Is it still worth reading? Or has a better alternative since been created?
>>3295933
All I know is that the audiobook version is 100+ hours long. I'll get to it someday, but I'm not ready for that yet. The next book on Rome that I'm planning to listen to is Praetorian.
>>3295937
>audiobook
wtf is this pleb shit
>>3295933
>Is it still worth reading?
Sure
>Or has a better alternative since been created?
Abso-fucking-lutely you utter spastic, it's nearly a quarter-millennium old.
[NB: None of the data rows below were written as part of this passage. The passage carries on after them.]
PR #160, opened 2024-12-05
feat: enabled deposit to turbochain

jobotics:
This update enables users to make direct deposits on Turbochain using EVM wallets such as MetaMask.

For the completion of this PR, the following updates are required:
- Add the `siloToSilo` contract to `silo.turbochain` at settings.

Example:
---
Screenshot 2024-12-05 at 19 26 09
Screenshot 2024-12-05 at 19 26 32

### DIFF
--- a/src/config/settings.ts
+++ b/src/config/settings.ts
@@ -36,7 +36,13 @@ export let settings: Settings = {
     solana:
       "https://quiet-solemn-asphalt.solana-mainnet.quiknode.pro/91aa5918df65520d47a54d88590f1503a4e804b1",
     dogecoin: "https://go.getblock.io/5f7f5fba970e4f7a907fcd2c5f4c38a2",
-    turbochain: "https://rpc-0x4e45415f.aurora-cloud.dev ",
+    turbochain: "https://rpc-0x4e45415f.aurora-cloud.dev",
+  },
+  /**
+   * SiloToSilo addresses on blockchains within Aurora Engine
+   */
+  silo: {
+    turbochain: "", // TODO: add address to deployed contract at turbochain
   },
 }
 
--- a/src/config/settings.ts
+++ b/src/config/settings.ts
@@ -38,12 +38,6 @@ export let settings: Settings = {
     dogecoin: "https://go.getblock.io/5f7f5fba970e4f7a907fcd2c5f4c38a2",
     turbochain: "https://rpc-0x4e45415f.aurora-cloud.dev",
   },
-  /**
-   * SiloToSilo addresses on blockchains within Aurora Engine
-   */
-  silo: {
-    turbochain: "", // TODO: add address to deployed contract at turbochain
-  },
 }
 
 export const getSettings = (): Settings => settings
--- a/src/features/deposit/components/DepositForm/index.tsx
+++ b/src/features/deposit/components/DepositForm/index.tsx
@@ -377,20 +377,16 @@ export const DepositForm = ({ chainType }: { chainType?: ChainType }) => {
             depositSolanaResult,
             depositTurboResult
           )}
-        {userAddress &&
-          (network === BlockchainEnum.NEAR ||
-            network === BlockchainEnum.TURBOCHAIN) && (
-            <Deposits
-              chainName={
-                network === BlockchainEnum.NEAR
-                  ? "near"
-                  : network === BlockchainEnum.TURBOCHAIN
-                    ? "turbochain"
-                    : null
-              }
-              depositResult={depositNearResult ?? depositTurboResult}
-            />
-          )}
+        <Deposits
+          chainName={
+            network === BlockchainEnum.NEAR
+              ? "near"
+              : network === BlockchainEnum.TURBOCHAIN
+                ? "turbochain"
+                : null
+          }
+          depositResult={depositNearResult ?? depositTurboResult}
+        />
         {network !== BlockchainEnum.NEAR && isDepositReceived && (
           <DepositSuccess />
         )}
--- a/src/features/deposit/components/DepositForm/index.tsx
+++ b/src/features/deposit/components/DepositForm/index.tsx
@@ -73,6 +73,7 @@ export const DepositForm = ({ chainType }: { chainType?: ChainType }) => {
   const depositNearResult = snapshot.context.depositNearResult
   const depositEVMResult = snapshot.context.depositEVMResult
   const depositSolanaResult = snapshot.context.depositSolanaResult
+  const depositTurboResult = snapshot.context.depositTurboResult
 
   const depositAddress =
     generatedAddressResult?.tag === "ok"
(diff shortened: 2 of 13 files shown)


src/config/settings.ts
```diff
@@ -36,7 +36,13 @@ export let settings: Settings = {
...
       "https://quiet-solemn-asphalt.solana-mainnet.quiknode.pro/91aa5918df65520d47a54d88590f1503a4e804b1",
     dogecoin: "https://go.getblock.io/5f7f5fba970e4f7a907fcd2c5f4c38a2",
-    turbochain: "https://rpc-0x4e45415f.aurora-cloud.dev ",
+    turbochain: "https://rpc-0x4e45415f.aurora-cloud.dev",
+  },
+  /**
+   * SiloToSilo addresses on blockchains within Aurora Engine
+   */
+  silo: {
+    turbochain: "", // TODO: add address to deployed contract at turbochain
```
cawabunga-bytes, line 45: I doubt about having a config for this, as it's not expected to be changed as it's bound to a chain. I would suggest moving it to just constants.

src/features/deposit/components/DepositForm/index.tsx
```diff
@@ -375,11 +374,23 @@ export const DepositForm = ({ chainType }: { chainType?: ChainType }) => {
...
+            <Deposits
+              chainName={
+                network === BlockchainEnum.NEAR
+                  ? "near"
+                  : network === BlockchainEnum.TURBOCHAIN
+                    ? "turbochain"
+                    : null
+              }
+              depositResult={depositNearResult ?? depositTurboResult}
+            />
```
cawabunga-bytes, line 392: This kind of confusing. So it renders result of deposit operation. I assume this will be a part of that refactoring along with machines.

Putting that aside I think checking `userAddress` and `network` is not needed here, you just need to render a whatever result the machine returned.

src/services/depositService.ts
```diff
@@ -141,6 +140,30 @@ export function createDepositEVMERC20Transaction(
   }
 }
 
+export function createDepositSiloToSiloTransaction(
```
cawabunga-bytes, line 143: nit: it should be `createDepositFromSiloTransaction`. Yes, it might use SiloToSilo contract, but it might not.

src/services/depositService.ts
```diff
@@ -141,6 +140,30 @@ export function createDepositEVMERC20Transaction(
...
+): { to: Address; data: Hash } {
+  // TODO check chain type for userAddress as a rule, pass through the user chainType
+  const data = encodeFunctionData({
+    abi: siloAbi,
+    functionName: "safeFtTransferCallToNear",
+    args: [
+      assetAccountId as Address,
+      amount,
+      depositAddress,
+      userAddressToDefuseUserId(userAddress, ChainType.EVM),
```
cawabunga-bytes, line 158: Please address these todo, it's important to not accidentally pass incorrect user id within the protocol.

src/services/depositService.ts
```diff
@@ -141,6 +140,30 @@ export function createDepositEVMERC20Transaction(
   }
 }
 
+export function createDepositSiloToSiloTransaction(
+  assetAccountId: string,
```
cawabunga-bytes, line 144: nit: it is `tokenAddress` / `assetAddress`, not account id

src/services/depositService.ts
```diff
@@ -141,6 +140,30 @@ export function createDepositEVMERC20Transaction(
...
+  amount: bigint,
+  depositAddress: string,
+  siloAddress: string
+): { to: Address; data: Hash } {
+  // TODO check chain type for userAddress as a rule, pass through the user chainType
+  const data = encodeFunctionData({
+    abi: siloAbi,
+    functionName: "safeFtTransferCallToNear",
+    args: [
+      assetAccountId as Address,
```
cawabunga-bytes, line 155: In order to have a proper type safety you can use `getAddress` from viem. It will also check validity of the address and throw if address is not correct.

src/features/machines/depositUIMachine.ts
```diff
@@ -255,6 +268,13 @@ export const depositUIMachine = setup({
         context.formValues.network === BlockchainEnum.SOLANA
       )
     },
+    isDepositTurbochainRelevant: ({ context }) => {
+      return (
+        context.balance + context.nativeBalance >=
```
cawabunga-bytes, line 273: I don't remember if I've asked you already, but why we add balance and native balance?

src/utils/chainTxExplorer.ts
```diff
@@ -0,0 +1,25 @@
...
+      return "https://explorer.turbo.aurora.dev/tx/"
+    case "bitcoin":
+      return "https://blockchain.info/tx/"
+    case "solana":
+      return "https://solscan.io/tx/"
+    case "dogecoin":
+      return "https://dogechain.info/tx/"
+    default:
+      blockchain satisfies never
+      return ""
```
cawabunga-bytes, line 23: Let's return null, as it reflect an empty value.

src/services/depositService.ts
```diff
@@ -362,3 +389,34 @@ export function getWalletRpcUrl(network: BlockchainEnum): string {
       throw new Error("exhaustive check failed")
   }
 }
+
+const siloAbi = [
```
cawabunga-bytes, line 393: It's siloToSiloABI

src/services/depositService.ts
```diff
@@ -283,11 +306,15 @@ export function getAvailableDepositRoutes(
...
       switch (network) {
         case BlockchainEnum.NEAR:
-        case BlockchainEnum.TURBOCHAIN:
           return {
             activeDeposit: false,
             passiveDeposit: false,
           }
+        case BlockchainEnum.TURBOCHAIN:
+          return {
+            activeDeposit: true,
```
cawabunga-bytes, line 315: So we'll have two types of active deposits. One is deposit from a silo, another is transfer using a bridge. Do you have plans how to implement it?

src/features/deposit/components/DepositForm/index.tsx
jobotics: Yes, you are right.

src/features/machines/depositUIMachine.ts
jobotics: This is only for the Near network, because if the user chooses Near for the deposit, then in this case his available balance is Near plus wNear. In this case it is a mistake, I will fix it.

jobotics: Also I'll do correction for `isDepositEVMRelevant` and `isDepositSolanaRelevant`

src/services/depositService.ts
jobotics: This can be just a generated address, just like a `passiveDeposit`, and the user will need to send the token there themselves, or we can add a variable, something as `bridgeDeposit`.

PR #163, opened 2024-12-06
fix: layout shift on swap input change

depressedPlumber502:
Fixes swap input layout shift on balance change

Removing some of the hardoced max width as it should be set by SDK consumer

### DIFF
--- a/src/components/SelectAssets.tsx
+++ b/src/components/SelectAssets.tsx
@@ -25,7 +25,7 @@ export const SelectAssets = ({ selected, handleSelect }: Props) => {
     <button
       type={"button"}
       onClick={handleAssetsSelect}
-      className="bg-white shadow-select-token rounded-full flex justify-between items-center p-1 gap-2.5 dark:bg-black-800 dark:shadow-select-token-dark"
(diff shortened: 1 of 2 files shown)


depressedPlumber502:
Have a feeling that all these errors fields are obsolete and I never seen theme

src/components/SelectAssets.tsx
```diff
@@ -25,7 +25,7 @@ export const SelectAssets = ({ selected, handleSelect }: Props) => {
     <button
       type={"button"}
       onClick={handleAssetsSelect}
-      className="max-w-[148px] md:max-w-[210px] bg-white shadow-select-token rounded-full flex justify-between items-center p-1 gap-2.5 dark:bg-black-800 dark:shadow-select-token-dark"
```
jobotics, line 28: We should take into account tokens with excessively long symbol names. Long text can stretch this element, disrupting the form layout and breaking the design.

Example:
Screenshot 2024-12-09 at 10 50 08

depressedPlumber502: Returned the fixed size for token selector and the issue is gone

jobotics (approved):

PR #165, opened 2024-12-09
feat: w-full widgets

depressedPlumber502:


depressedPlumber502:
> Please add some reasonable max size.
And what if eventually someone wants to have a bigger size than the one set by me? What do they do? Open a PR for passing className string to override the value ?

cawabunga-bytes:
I doubt consumers will want to have 1000px widget, what do you think?

depressedPlumber502:
Set default width to 472px as before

Of course better alternatives are available. Gibbon's model of the Collapse is incredibly out of date. The Man completely writes off Byzantium because notmuhs
What are some good books that cover the entire history of the Roman empire not just a specific era?
>>3295987
Any attempt at a grand narrative of the empire is going to insanely long, or incredibly reductive. It's probably best to seek out a few good books covering different eras and just read each.
>>3295933
>Is it still worth reading?
Yes.
>Is it accurate?
No.
It's better as an example of what Enlightenment Era thinkers thought of the Roman Empire rather than any actual model of the "fall" of the WRE
>>3295933
So much of what is in there has been disproven many times over. For example some of the primary source he uses, that other people had used before him also, have been proving to be fakes.